Try it:
Set down the records that follow exactly and completely.
Top of Data to examine
PR #984, opened 2021-12-22
[WEB-1204, WEB-1182] Stat updates

clintonium-119:
See [WEB-1204], [WEB-1182].  Adds `Avg Daily Insulin Ratio` stat to trends view, and sets any of the vertically-tall stats to collapsible.  Stat collapse state is persisted in local storage on a per-view basis.

Related PR: https://github.com/tidepool-org/viz/pull/285

[WEB-1204]: https://tidepool.atlassian.net/browse/WEB-1204?atlOrigin=eyJpIjoiNWRkNTljNzYxNjVmNDY3MDlhMDU5Y2ZhYzA5YTRkZjUiLCJwIjoiZ2l0aHViLWNvbS1KU1cifQ
[WEB-1182]: https://tidepool.atlassian.net/browse/WEB-1182?atlOrigin=eyJpIjoiNWRkNTljNzYxNjVmNDY3MDlhMDU5Y2ZhYzA5YTRkZjUiLCJwIjoiZ2l0aHViLWNvbS1KU1cifQ

### DIFF
--- a/test/unit/components/chart/deviceSelection.test.js
+++ b/test/unit/components/chart/deviceSelection.test.js
@@ -169,7 +169,6 @@ describe('DeviceSelection', () => {
 
   it('should track a metric when device selection accordion is collapsed or expanded', () => {
     const collapseIcon = wrapper.find('.MuiExpansionPanelSummary-expandIcon').hostNodes();
-    console.log('collapseIcon.debug()', collapseIcon.debug());
     expect(collapseIcon).to.have.lengthOf(1);
 
     sinon.assert.callCount(props.trackMetric, 0);
--- a/test/unit/components/chart/deviceSelection.test.js
+++ b/test/unit/components/chart/deviceSelection.test.js
@@ -17,6 +17,7 @@ const expect = chai.expect;
 
 describe('DeviceSelection', () => {
   const props = {
+    chartType: 'basics',
     devices: [
       { id: 'device1' },
       { id: 'device2' }
@@ -26,6 +27,7 @@ describe('DeviceSelection', () => {
     },
     updateChartPrefs: sinon.stub(),
     removeGeneratedPDFS: sinon.stub(),
+    trackMetric: sinon.stub(),
   };
 
   let wrapper;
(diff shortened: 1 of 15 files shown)


test/unit/components/chart/deviceSelection.test.js
```diff
@@ -160,4 +166,17 @@ describe('DeviceSelection', () => {
     );
     sinon.assert.callCount(props.removeGeneratedPDFS, 4);
   });
+
+  it('should track a metric when device selection accordion is collapsed or expanded', () => {
+    const collapseIcon = wrapper.find('.MuiExpansionPanelSummary-expandIcon').hostNodes();
+    console.log('collapseIcon.debug()', collapseIcon.debug());
```
krystophv, line 172:
```suggestion
```

test/unit/components/chart/stats.test.js
```diff
@@ -106,5 +107,106 @@ describe('Stats', () => {
...
+              // collapsed state of stats
+              averageDailyDose: true,
+              carbs: true,
+            },
+          },
+          sinon.stub()
+        ]));
+
+        wrapper.setProps();
+
```
krystophv, line 171: It seems per the comment above that we should verify that `carbStat` is still opened and title hasn't changed even if the localStorage state reflects a collapsed state.

krystophv (approved):
Code LGTM 👍🏼 

Would suggest adding a couple assertions for one test for completeness.

test/unit/components/chart/stats.test.js
clintonium-119: I've added a couple more test assertions to cover this.  Thanks 👍

krystophv: I notice that dailyDoseStat is the return from a function containing a find. Will the `carbStat` reference be properly updated in the new assertions, or would it also need an arrow function to ensure that we're checking the updated value?

clintonium-119: Let me check.

clintonium-119: Yes, good catch.  I've updated that one to a function as well.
Bottom of Data to examine
Answer box:
PR #984, opened 2021-12-22
[WEB-1204, WEB-1182] Stat updates

clintonium-119:
See [WEB-1204], [WEB-1182].  Adds `Avg Daily Insulin Ratio` stat to trends view, and sets any of the vertically-tall stats to collapsible.  Stat collapse state is persisted in local storage on a per-view basis.

Related PR: https://github.com/tidepool-org/viz/pull/285

[WEB-1204]: https://tidepool.atlassian.net/browse/WEB-1204?atlOrigin=eyJpIjoiNWRkNTljNzYxNjVmNDY3MDlhMDU5Y2ZhYzA5YTRkZjUiLCJwIjoiZ2l0aHViLWNvbS1KU1cifQ
[WEB-1182]: https://tidepool.atlassian.net/browse/WEB-1182?atlOrigin=eyJpIjoiNWRkNTljNzYxNjVmNDY3MDlhMDU5Y2ZhYzA5YTRkZjUiLCJwIjoiZ2l0aHViLWNvbS1KU1cifQ

### DIFF
--- a/test/unit/components/chart/deviceSelection.test.js
+++ b/test/unit/components/chart/deviceSelection.test.js
@@ -169,7 +169,6 @@ describe('DeviceSelection', () => {
 
   it('should track a metric when device selection accordion is collapsed or expanded', () => {
     const collapseIcon = wrapper.find('.MuiExpansionPanelSummary-expandIcon').hostNodes();
-    console.log('collapseIcon.debug()', collapseIcon.debug());
     expect(collapseIcon).to.have.lengthOf(1);
 
     sinon.assert.callCount(props.trackMetric, 0);
--- a/test/unit/components/chart/deviceSelection.test.js
+++ b/test/unit/components/chart/deviceSelection.test.js
@@ -17,6 +17,7 @@ const expect = chai.expect;
 
 describe('DeviceSelection', () => {
   const props = {
+    chartType: 'basics',
     devices: [
       { id: 'device1' },
       { id: 'device2' }
@@ -26,6 +27,7 @@ describe('DeviceSelection', () => {
     },
     updateChartPrefs: sinon.stub(),
     removeGeneratedPDFS: sinon.stub(),
+    trackMetric: sinon.stub(),
   };
 
   let wrapper;
(diff shortened: 1 of 15 files shown)


test/unit/components/chart/deviceSelection.test.js
```diff
@@ -160,4 +166,17 @@ describe('DeviceSelection', () => {
     );
     sinon.assert.callCount(props.removeGeneratedPDFS, 4);
   });
+
+  it('should track a metric when device selection accordion is collapsed or expanded', () => {
+    const collapseIcon = wrapper.find('.MuiExpansionPanelSummary-expandIcon').hostNodes();
+    console.log('collapseIcon.debug()', collapseIcon.debug());
```
krystophv, line 172:
```suggestion
```

test/unit/components/chart/stats.test.js
```diff
@@ -106,5 +107,106 @@ describe('Stats', () => {
...
+              // collapsed state of stats
+              averageDailyDose: true,
+              carbs: true,
+            },
+          },
+          sinon.stub()
+        ]));
+
+        wrapper.setProps();
+
```
krystophv, line 171: It seems per the comment above that we should verify that `carbStat` is still opened and title hasn't changed even if the localStorage state reflects a collapsed state.

krystophv (approved):
Code LGTM 👍🏼 

Would suggest adding a couple assertions for one test for completeness.

test/unit/components/chart/stats.test.js
clintonium-119: I've added a couple more test assertions to cover this.  Thanks 👍

krystophv: I notice that dailyDoseStat is the return from a function containing a find. Will the `carbStat` reference be properly updated in the new assertions, or would it also need an arrow function to ensure that we're checking the updated value?

clintonium-119: Let me check.

clintonium-119: Yes, good catch.  I've updated that one to a function as well.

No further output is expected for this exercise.